I am genuinely interested in a second opinion on this product from someone with first hand experience of this. 

My current views -

1.) If most of the horror stories relate back to poor application technique, or badly prepared surface, then I don't think that this will worry us.

... Yes ... Down to rush jobs, poor prep and improper techniques.


2.) It doesn't hide / fill / remove swirls - It won't need to if it's applied at the end of a machine polish job. ... Correct, so as you say not applicable. 


3.) It doesn't last any longer than 'our' current sealants - Would the longevity increase though if we apply it after an IPA wipe down, the same as say Zaino? I'm aware that preparation is everything when trying to increase product longevity.

... Once paintwork has been fully decontaminated and you are applying it on bare paint, then you will get maximum bonding & longevity. Sealants need to be applied very thinly. Warmer temperatures post application, are also more favourable to the curing process.

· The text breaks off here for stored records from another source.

PR #210, opened 2020-05-31
New type of velocity constraint

jcmonteiro:
I know this is quite a change to the planner, but I do believe it might benefit some users; besides, it is optional.

## Why
In the application I work on, the robot must maintain a minimum distance from obstacles, which increase as the robot drives faster, to ensure a given level o safety.

## Previous Attempts
We did try to tune TEB to reach this goal. As expected, it worked very well in most scenarios. However, we had problems tuning for (1) going through doors and (2) driving through corridors.

1. Doors - depending on the path taken to reach the door, the robot would try to cross it preferring one side over the other, either (1.1) making TEB give up to avoid a possible collision (we use a footprint with 1cm padding around the robot and, naturally, we are subject to sensor noise) or (1.2) making our safety system stop the robot.
2. Corridors - depending on several factors (sensor noise, temporary localization drift due to odometry errors, final goal position, ...) I could not find a suitable configuration that could consistently force the robot to drive along the middle of the corridor, without deteriorating the optimization performance in other scenarios.

## Implementation
To address the above-mentioned behaviors, I created another velocity constraint (actually, I still don't know if it is better to treat it as a constraint or as an objective). The idea is to explicitly penalize driving fast close to obstacles, which is achieved by reducing the velocity bounds as a function of the distance to an obstacle.

### Parameters
`weight_velocity_obstacle_ratio` weight for the new constraint
`obstacle_proximity_ratio_max_vel` ratio of the maximum velocities used as an upper bound when reducing the speed due to the proximity to static obstacles
`obstacle_proximity_lower_bound` distance to a static obstacle for which the velocity should be lower
`obstacle_proximity_upper_bound` distance to a static obstacle for which the velocity should be higher

### Formula
The new upper bound, as a function of the distance to an obstacle, is computed as (pseudocode):
```c++
d_max = obstacle_proximity_upper_bound;
d_min = obstacle_proximity_lower_bound;
ratio_distance = (distance - d_min) / (d_max - d_min);
ratio_distance = min( max(ratio_distance, 0), 1 );
ratio = weight_velocity_obstacle_ratio * ratio_distance;
vel_upper_bound = vel_upper_bound * ratio;
```
Then, this is used in an error function identical to the one used for `EdgeVelocity` edges.

### Example
Sample of a plan with (mostly) the default configuration.
```yaml
max_number_classes: 1
min_obstacle_dist: 1.0
```
plan before

Sample of a plan using the proposed velocity constraint.
```yaml
max_number_classes: 1
min_obstacle_dist: 1.0
weight_velocity_obstacle_ratio: 10.0
obstacle_proximity_ratio_max_vel: 0.8
obstacle_proximity_lower_bound: 0.0
obstacle_proximity_upper_bound: 1.5
```
plan after

## Relation to Other PR
PR #209 also helps avoid the door problem when it is caused by the robot drifting away from TEBs optimal plan.

### DIFF
--- a/cfg/TebLocalPlannerReconfigure.cfg
+++ b/cfg/TebLocalPlannerReconfigure.cfg
@@ -189,7 +189,21 @@ grp_obstacles.add("costmap_obstacles_behind_robot_dist",   double_t,   0,
 grp_obstacles.add("obstacle_poses_affected",    int_t,    0, 
 	"The obstacle position is attached to the closest pose on the trajectory to reduce computational effort, but take a number of neighbors into account as well", 
 	30, 0, 200)
-	
+
+# Obstacle - Velocity ratio parameters
+grp_obstacles_velocity_limit = grp_obstacles.add_group("Reduce velocity near obstacles")
+
+grp_obstacles_velocity_limit.add("obstacle_proximity_ratio_max_vel", double_t, 0,
+        "Ratio of the maximum velocities used as an upper bound when reducing the speed due to the proximity to a static obstacles",
+        1, 0, 1)
+
+grp_obstacles_velocity_limit.add("obstacle_proximity_lower_bound", double_t, 0,
+        "Distance to a static obstacle for which the velocity should be lower",
+        0, 0, 10)
+
+grp_obstacles_velocity_limit.add("obstacle_proximity_upper_bound", double_t, 0,
+        "Distance to a static obstacle for which the velocity should be higher",
+        0.5, 0, 10)
 
 # Optimization
 grp_optimization = gen.add_group("Optimization", type="tab")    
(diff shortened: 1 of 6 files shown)


croesmann:
The use cases are reasonable and the results look fantastic! Thanks for this PR and also the excellent description. For sure we can get this in.

I think it will soon be time to add a new tutorial on "Adanced Tuning", with all the parameters that are now available ;-)

jcmonteiro:
You are most welcome. The work you've put in here is impressive, and I'm happy to contribute. I can try to pitch in and help with the documentation if needed.

croesmann:
thanks :) I also merged it to noetic. 

The only minor things that I observed during quick testing:
- Users may overlook the fact that they need to change `weight_velocity_obstacle_ratio` when they make adjustments to the `grp_obstacles_velocity_limit` section of rqt_reconfigure. But I don't see any better way right now to give users a hint. Maybe a one-time warning if someone changes the default parameters but keeps `weight_velocity_obstacle_ratio=0`. But It's okay for now.
- When using multiple homotopy classes with `test_optim_node` and setting `obstacle_proximity_ratio_max_vel` to a small value, I observed oscillations between the trajectory selections. However, it was only for smaller values, so I am not sure if that's relevant in practice.

jcmonteiro:
I've also experienced some oscillations, depending on the combination of weights. I've tested with very small and with very high values for `weight_velocity_obstacle_ratio`, I would only see oscillations in these cases. To be honest, I have no idea if the range from zero to one thousand is appropriate for this weight. I'll keep you informed if I see any strange behavior since I'll be using this new velocity constraint a lot.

Avoiding damp, dew & rain etc. for the first few days also benefit same.


4.) It's not as good as practising a good car care regime - Is it good for someone too busy for said good car care regime?

... Yes, only for those that do nothing more than a wash, would never ever polish or wax, which I suppose is probably about 75-80% of all motorists.


5.) It's just a cash cow for the salesman - At the moment the 'customer' is asking for this over high end waxes, their choice. The fact it's a cash cow for the manager - Cool, that's me.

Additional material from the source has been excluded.